(Collected data entries)

____

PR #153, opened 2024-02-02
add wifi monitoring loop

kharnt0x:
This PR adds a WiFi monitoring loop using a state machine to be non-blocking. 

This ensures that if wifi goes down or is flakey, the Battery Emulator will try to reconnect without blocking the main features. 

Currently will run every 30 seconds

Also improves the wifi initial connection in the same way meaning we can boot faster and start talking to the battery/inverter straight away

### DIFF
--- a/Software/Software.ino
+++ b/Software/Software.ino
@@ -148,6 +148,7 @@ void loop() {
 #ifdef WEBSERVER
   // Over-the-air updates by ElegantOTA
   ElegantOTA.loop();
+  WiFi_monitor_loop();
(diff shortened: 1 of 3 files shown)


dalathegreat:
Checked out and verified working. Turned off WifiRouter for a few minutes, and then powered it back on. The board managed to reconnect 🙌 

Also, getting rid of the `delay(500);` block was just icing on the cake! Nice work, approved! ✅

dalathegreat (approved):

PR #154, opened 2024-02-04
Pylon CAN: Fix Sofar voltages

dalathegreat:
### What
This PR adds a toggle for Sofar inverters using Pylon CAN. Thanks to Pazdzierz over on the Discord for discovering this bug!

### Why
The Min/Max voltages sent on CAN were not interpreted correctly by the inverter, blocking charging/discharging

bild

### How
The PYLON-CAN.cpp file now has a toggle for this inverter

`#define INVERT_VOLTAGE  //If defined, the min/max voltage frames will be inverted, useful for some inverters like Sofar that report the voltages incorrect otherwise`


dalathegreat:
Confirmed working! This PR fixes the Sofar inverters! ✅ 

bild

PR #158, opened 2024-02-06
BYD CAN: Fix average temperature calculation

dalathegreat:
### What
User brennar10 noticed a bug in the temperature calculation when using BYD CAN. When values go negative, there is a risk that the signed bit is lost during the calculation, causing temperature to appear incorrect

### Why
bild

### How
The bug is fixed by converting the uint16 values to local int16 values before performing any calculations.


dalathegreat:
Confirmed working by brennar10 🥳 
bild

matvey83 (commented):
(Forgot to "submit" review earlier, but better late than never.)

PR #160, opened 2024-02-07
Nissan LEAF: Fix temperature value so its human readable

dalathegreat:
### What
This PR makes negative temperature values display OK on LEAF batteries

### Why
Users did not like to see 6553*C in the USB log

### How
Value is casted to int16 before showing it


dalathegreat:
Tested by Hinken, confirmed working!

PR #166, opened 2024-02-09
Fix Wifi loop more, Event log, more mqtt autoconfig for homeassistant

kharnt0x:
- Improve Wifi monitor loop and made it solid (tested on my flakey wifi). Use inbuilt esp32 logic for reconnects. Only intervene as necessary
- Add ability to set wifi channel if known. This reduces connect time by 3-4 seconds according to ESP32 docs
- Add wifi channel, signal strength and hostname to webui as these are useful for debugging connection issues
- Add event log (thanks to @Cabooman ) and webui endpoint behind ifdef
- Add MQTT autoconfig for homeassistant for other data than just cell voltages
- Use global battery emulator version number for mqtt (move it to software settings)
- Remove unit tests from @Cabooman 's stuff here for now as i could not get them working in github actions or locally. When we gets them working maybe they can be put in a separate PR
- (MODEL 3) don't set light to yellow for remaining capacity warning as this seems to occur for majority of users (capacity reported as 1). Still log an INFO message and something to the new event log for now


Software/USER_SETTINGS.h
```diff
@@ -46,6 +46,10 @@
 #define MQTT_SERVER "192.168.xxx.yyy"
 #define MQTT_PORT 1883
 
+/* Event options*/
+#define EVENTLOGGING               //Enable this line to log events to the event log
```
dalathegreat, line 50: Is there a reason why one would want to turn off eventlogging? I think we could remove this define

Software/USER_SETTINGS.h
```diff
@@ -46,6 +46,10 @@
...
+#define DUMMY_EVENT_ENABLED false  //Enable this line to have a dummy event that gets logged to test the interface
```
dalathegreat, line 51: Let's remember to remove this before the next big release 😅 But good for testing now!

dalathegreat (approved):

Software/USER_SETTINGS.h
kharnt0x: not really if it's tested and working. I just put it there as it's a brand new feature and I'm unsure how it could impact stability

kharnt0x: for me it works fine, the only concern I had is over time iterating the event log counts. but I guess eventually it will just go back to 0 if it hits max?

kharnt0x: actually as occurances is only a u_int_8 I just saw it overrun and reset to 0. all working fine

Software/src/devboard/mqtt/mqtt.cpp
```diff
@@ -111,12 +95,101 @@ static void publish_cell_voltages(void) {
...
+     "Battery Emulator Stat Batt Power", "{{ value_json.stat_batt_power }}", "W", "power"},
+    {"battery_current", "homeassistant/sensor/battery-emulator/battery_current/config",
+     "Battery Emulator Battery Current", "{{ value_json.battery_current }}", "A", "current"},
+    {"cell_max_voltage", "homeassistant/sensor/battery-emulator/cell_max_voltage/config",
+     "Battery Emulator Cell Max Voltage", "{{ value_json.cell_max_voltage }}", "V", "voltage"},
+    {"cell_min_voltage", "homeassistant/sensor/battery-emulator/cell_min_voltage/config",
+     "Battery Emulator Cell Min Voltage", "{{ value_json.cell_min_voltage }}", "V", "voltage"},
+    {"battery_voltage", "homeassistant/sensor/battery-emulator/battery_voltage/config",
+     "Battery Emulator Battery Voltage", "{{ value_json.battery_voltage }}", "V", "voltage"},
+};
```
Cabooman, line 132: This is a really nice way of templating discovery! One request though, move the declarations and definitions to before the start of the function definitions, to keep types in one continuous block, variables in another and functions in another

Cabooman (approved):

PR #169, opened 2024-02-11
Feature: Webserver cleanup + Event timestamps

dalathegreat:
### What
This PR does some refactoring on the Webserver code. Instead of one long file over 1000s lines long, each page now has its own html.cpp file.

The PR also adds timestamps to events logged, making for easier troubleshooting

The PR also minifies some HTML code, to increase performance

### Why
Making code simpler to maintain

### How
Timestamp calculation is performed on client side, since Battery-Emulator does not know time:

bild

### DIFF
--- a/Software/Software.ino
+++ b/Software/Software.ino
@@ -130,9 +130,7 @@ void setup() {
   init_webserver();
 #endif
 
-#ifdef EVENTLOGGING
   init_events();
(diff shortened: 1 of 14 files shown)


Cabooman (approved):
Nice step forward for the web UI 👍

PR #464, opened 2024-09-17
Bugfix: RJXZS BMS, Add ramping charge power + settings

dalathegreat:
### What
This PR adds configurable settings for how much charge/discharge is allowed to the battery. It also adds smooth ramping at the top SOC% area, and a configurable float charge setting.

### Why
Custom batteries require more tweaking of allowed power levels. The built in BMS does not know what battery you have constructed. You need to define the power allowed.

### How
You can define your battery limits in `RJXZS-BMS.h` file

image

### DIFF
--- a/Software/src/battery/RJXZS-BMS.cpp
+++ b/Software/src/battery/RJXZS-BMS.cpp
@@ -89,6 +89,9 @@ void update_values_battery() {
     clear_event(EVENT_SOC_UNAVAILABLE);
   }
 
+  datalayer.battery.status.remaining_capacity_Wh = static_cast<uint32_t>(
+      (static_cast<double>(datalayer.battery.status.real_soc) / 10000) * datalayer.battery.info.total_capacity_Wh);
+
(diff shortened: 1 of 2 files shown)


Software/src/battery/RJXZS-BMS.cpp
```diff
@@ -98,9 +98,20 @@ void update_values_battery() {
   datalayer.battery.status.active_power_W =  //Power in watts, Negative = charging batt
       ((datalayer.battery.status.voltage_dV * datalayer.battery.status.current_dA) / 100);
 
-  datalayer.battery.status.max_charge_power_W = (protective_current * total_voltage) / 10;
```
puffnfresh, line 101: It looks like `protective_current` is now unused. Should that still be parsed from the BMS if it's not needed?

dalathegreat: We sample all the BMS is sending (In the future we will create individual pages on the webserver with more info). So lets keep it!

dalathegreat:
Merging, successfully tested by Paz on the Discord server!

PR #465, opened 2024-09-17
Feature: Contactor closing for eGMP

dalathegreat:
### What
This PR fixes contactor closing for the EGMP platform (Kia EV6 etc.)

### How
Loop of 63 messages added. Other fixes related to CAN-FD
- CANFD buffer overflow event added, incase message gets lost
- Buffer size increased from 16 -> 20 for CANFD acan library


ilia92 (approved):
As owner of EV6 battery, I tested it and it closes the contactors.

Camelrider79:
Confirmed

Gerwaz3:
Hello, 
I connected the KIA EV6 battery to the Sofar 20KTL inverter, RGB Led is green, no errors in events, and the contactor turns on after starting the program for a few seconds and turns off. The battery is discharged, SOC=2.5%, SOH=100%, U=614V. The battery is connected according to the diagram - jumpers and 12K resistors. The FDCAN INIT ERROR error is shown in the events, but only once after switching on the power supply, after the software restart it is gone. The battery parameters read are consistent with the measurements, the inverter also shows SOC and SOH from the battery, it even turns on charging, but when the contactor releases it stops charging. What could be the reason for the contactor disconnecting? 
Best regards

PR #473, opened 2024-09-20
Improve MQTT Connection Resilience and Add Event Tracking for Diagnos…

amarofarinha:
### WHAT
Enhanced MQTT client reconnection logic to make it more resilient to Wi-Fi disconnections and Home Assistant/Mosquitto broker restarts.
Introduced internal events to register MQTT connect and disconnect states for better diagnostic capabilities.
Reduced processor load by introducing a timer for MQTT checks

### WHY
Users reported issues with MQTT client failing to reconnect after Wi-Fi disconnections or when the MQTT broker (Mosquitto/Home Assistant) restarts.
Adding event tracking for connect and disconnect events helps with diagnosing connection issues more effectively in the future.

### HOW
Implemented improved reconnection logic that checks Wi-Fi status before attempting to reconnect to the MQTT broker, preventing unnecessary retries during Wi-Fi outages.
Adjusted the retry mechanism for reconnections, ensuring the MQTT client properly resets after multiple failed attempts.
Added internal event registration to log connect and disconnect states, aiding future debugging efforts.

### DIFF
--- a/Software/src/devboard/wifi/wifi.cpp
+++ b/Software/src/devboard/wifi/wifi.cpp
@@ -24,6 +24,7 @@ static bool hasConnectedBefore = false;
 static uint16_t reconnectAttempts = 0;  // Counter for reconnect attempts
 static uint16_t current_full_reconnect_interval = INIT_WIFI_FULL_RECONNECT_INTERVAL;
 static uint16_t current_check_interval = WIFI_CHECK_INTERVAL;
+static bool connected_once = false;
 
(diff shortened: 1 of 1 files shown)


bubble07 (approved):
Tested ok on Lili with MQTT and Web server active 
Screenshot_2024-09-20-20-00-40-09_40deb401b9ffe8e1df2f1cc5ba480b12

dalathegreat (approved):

____

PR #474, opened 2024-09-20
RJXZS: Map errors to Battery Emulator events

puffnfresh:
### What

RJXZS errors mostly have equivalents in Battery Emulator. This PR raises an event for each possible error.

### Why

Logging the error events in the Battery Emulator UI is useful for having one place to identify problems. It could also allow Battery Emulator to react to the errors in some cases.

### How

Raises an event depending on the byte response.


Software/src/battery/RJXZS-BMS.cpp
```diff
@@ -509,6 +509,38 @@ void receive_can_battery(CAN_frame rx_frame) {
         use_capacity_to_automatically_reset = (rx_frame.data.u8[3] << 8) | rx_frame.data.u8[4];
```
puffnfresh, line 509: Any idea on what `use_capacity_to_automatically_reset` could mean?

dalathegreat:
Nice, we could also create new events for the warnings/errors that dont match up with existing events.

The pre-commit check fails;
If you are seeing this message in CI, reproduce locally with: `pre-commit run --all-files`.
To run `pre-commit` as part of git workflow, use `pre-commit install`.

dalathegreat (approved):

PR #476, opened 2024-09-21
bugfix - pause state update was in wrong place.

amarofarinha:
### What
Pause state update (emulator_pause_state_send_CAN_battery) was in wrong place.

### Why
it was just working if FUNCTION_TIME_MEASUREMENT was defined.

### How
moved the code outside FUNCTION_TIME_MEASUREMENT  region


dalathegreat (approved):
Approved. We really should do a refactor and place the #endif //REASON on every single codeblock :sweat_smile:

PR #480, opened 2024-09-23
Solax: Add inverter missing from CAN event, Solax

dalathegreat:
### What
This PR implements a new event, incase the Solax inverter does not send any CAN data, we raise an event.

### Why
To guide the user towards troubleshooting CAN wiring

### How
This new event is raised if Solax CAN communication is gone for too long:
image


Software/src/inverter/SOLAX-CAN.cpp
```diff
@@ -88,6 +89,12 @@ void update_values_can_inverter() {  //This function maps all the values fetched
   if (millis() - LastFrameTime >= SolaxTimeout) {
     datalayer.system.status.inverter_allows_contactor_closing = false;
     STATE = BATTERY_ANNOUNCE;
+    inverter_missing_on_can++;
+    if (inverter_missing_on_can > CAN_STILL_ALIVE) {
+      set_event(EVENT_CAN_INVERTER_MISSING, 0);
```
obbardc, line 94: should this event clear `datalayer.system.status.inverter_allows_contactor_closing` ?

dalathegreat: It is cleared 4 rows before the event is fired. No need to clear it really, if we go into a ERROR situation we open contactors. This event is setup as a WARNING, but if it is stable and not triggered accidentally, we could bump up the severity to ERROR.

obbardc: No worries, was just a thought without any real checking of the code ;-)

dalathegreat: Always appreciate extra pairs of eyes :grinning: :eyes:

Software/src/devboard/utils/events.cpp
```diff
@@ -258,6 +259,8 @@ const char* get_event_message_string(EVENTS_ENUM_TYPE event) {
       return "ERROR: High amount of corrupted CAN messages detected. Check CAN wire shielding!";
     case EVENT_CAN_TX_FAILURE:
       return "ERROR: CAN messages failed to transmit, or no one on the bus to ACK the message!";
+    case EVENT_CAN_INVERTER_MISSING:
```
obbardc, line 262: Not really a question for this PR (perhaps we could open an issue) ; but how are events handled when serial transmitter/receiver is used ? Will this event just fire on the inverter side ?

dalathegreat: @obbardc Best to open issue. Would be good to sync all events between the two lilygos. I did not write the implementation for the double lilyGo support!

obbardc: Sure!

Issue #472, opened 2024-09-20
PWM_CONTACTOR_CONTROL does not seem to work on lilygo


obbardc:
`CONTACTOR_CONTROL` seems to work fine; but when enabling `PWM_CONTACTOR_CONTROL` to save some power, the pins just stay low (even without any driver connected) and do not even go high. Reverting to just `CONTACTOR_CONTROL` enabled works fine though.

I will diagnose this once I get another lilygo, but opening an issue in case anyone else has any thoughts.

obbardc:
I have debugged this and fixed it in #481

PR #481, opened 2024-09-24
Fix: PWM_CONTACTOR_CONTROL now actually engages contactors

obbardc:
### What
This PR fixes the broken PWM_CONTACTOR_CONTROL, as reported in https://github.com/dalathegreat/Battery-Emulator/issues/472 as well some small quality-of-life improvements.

____

■ AIM OF THE EXERCISE
From the entries above, copy every line that holds the word "flakey".

■ RESULT OF THIS TASK
This ensures that if wifi goes down or is flakey, the Battery Emulator will try to reconnect without blocking the main features. 
- Improve Wifi monitor loop and made it solid (tested on my flakey wifi). Use inbuilt esp32 logic for reconnects. Only intervene as necessary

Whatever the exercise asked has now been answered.